US 11,886,583 B2
Description-entropy-based intelligent detection method for big data mobile software similarity
Quanlong Guan, Guangdong (CN); Weiqi Luo, Guangdong (CN); Chuying Liu, Guangdong (CN); Huanming Zhang, Guangdong (CN); Lin Cui, Guangdong (CN); Zhefu Li, Guangdong (CN); and Rongjun Li, Guangdong (CN)
Appl. No. 17/312,449
Filed by Jinan University, Guangdong (CN)
PCT Filed Apr. 22, 2020, PCT No. PCT/CN2020/086052
§ 371(c)(1), (2) Date Jun. 10, 2021,
PCT Pub. No. WO2020/233322, PCT Pub. Date Nov. 26, 2020.
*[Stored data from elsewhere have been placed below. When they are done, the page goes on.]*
PR #359, opened 2023-09-25
Feature/country code early release

ame-test:

**Definition of Done**


ame-test:
Sibling pull request: https://gitlab.digital.homeoffice.gov.uk/egar/data-access-api/-/merge_requests/192

## Changes
* Country code value is provided in the backend instead of country code free text now as the responseCountryLabel.
* Responsible person displays the responsibleCountryLabel text instead of the  responsible Country --> which would display the country code.

## Description

* From the UPT changes, the responsible person field changes from being the country free text to a country code.
* If this is released with the UPT changes, then the old gars can potentially cause errors when being sent to AMG (following the amg-test-harness behaviour).
* Therefore, by releasing the country code changes early, the responsible_person gars will all be using country codes, therefore there will be less error during the UPT release.

ame-test:
The above has been made simpler:
* It is now all frontend process.
* The separate `responsibleCountryLabel` has been kept:
   - This is because `responsibleCountry` is being sent a a country code, it is kept a countryCode when it is gotten.
   - `responsibleCountryLabel` is the country label --> it is not the country code and never will be.
   - Therefore, the values are consistent e.g. one will never use the `responsibleCountry` and expect it to be the country label.

ho-henry-senior (approved):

Claims priority of application No. 201910424145.7 (CN), filed on May 21, 2019.
Prior Publication US 2022/0058263 A1, Feb. 24, 2022
Int. Cl. G06F 7/04 (2006.01); G06F 15/16 (2006.01); H04L 29/06 (2006.01); G06F 21/56 (2013.01); G06F 8/74 (2018.01)
CPC G06F 21/563 (2013.01) [G06F 8/74 (2013.01)] 8 Claims
OG exemplary drawing
 
1. A method for intelligent determination of similarity of big data mobile softwares based on descriptive entropy, comprising the following steps:
S1, acquiring a path for each of the mobile softwares to read the mobile softwares according to the paths;
S2, performing a preliminary reverse-engineering decompilation on each of the mobile softwares to acquire function characteristics for each of the mobile softwares;
S3, summarizing a descriptive entropy distribution for each of the mobile softwares through descriptive entropies in the function characteristics;
S4, integrating the descriptive entropies of the mobile softwares, comparing the descriptive entropy distributions of mobile software pairs based on the integrated descriptive entropy distributions, and calculating similarity scores of the mobile software pairs; and
S5, outputting the similarity scores of the mobile softwares to give a mobile software similarity result; wherein
in step S2, the preliminary reverse-engineering decompilation specifically comprises:
acquiring source codes for each of the mobile softwares using a decompilation tool, acquiring function compression codes for each of the mobile softwares through the source codes, and calculating a floating point number representing an amount of information of a function or class, that is, the descriptive entropy from each of the function compression codes by the following formula:
Hd(substri)=−Σi=0np(substri)log2 p(substri)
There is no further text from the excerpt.